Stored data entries
PR #3077, opened 2021-07-19
Update dependencies and fix resulting issues

bwateratmsft:
This PR has a huge number of file changes but most of them are trivial. Some highlights on why:

- `vscode-azureextensionui` no longer has a shared `IAzureUserInput` (at least not externally exposed), but instead passes it along in `IActionContext`. So, our `ext.ui` had to go and be replaced. In some places this resulted in `IActionContext` bubbling a little further.
- `vscode-azureextensionui` is updated to TS 4.0, so the intermediate `AzExtTreeItemIntermediate` and `AzExtParentTreeItemIntermediate` weren't needed anymore. However, we also used it for wrapping the `resolveTooltip` call, so I created new classes for taking care of that.
- `telemetry.properties.cancelStep` is deprecated, and there's a few different ways of effecting that now--as an argument to `UserCancelledError`, a `stepName` option given to quick picks and dialogs, etc.
- New codicons package, `@vscode/codicons`.


src/extension.ts
```diff
@@ -191,27 +183,6 @@ async function getDockerInstallationIDHash(): Promise<string> {
     return 'unknown';
 }
 
-/**
- * Workaround for https://github.com/microsoft/vscode/issues/76211 (only necessary if people are on old versions of VS Code that don't have the fix)
- */
-function validateOldPublisher(activateContext: IActionContext): void {
```
bwateratmsft, line 197: This didn't need to be removed.

However should we anyway? What do you think @karolz-ms?

karolz-ms: I'd say let's remove this code; it is ancient history by now.

karolz-ms (approved):
Looks good. Praying to webpack gods for safe passage 😬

Goal of the exercise:
Could you give the records above again, exactly and in full?

Task answer:
PR #3077, opened 2021-07-19
Update dependencies and fix resulting issues

bwateratmsft:
This PR has a huge number of file changes but most of them are trivial. Some highlights on why:

- `vscode-azureextensionui` no longer has a shared `IAzureUserInput` (at least not externally exposed), but instead passes it along in `IActionContext`. So, our `ext.ui` had to go and be replaced. In some places this resulted in `IActionContext` bubbling a little further.
- `vscode-azureextensionui` is updated to TS 4.0, so the intermediate `AzExtTreeItemIntermediate` and `AzExtParentTreeItemIntermediate` weren't needed anymore. However, we also used it for wrapping the `resolveTooltip` call, so I created new classes for taking care of that.
- `telemetry.properties.cancelStep` is deprecated, and there's a few different ways of effecting that now--as an argument to `UserCancelledError`, a `stepName` option given to quick picks and dialogs, etc.
- New codicons package, `@vscode/codicons`.


src/extension.ts
```diff
@@ -191,27 +183,6 @@ async function getDockerInstallationIDHash(): Promise<string> {
     return 'unknown';
 }
 
-/**
- * Workaround for https://github.com/microsoft/vscode/issues/76211 (only necessary if people are on old versions of VS Code that don't have the fix)
- */
-function validateOldPublisher(activateContext: IActionContext): void {
```
bwateratmsft, line 197: This didn't need to be removed.

However should we anyway? What do you think @karolz-ms?

karolz-ms: I'd say let's remove this code; it is ancient history by now.

karolz-ms (approved):
Looks good. Praying to webpack gods for safe passage 😬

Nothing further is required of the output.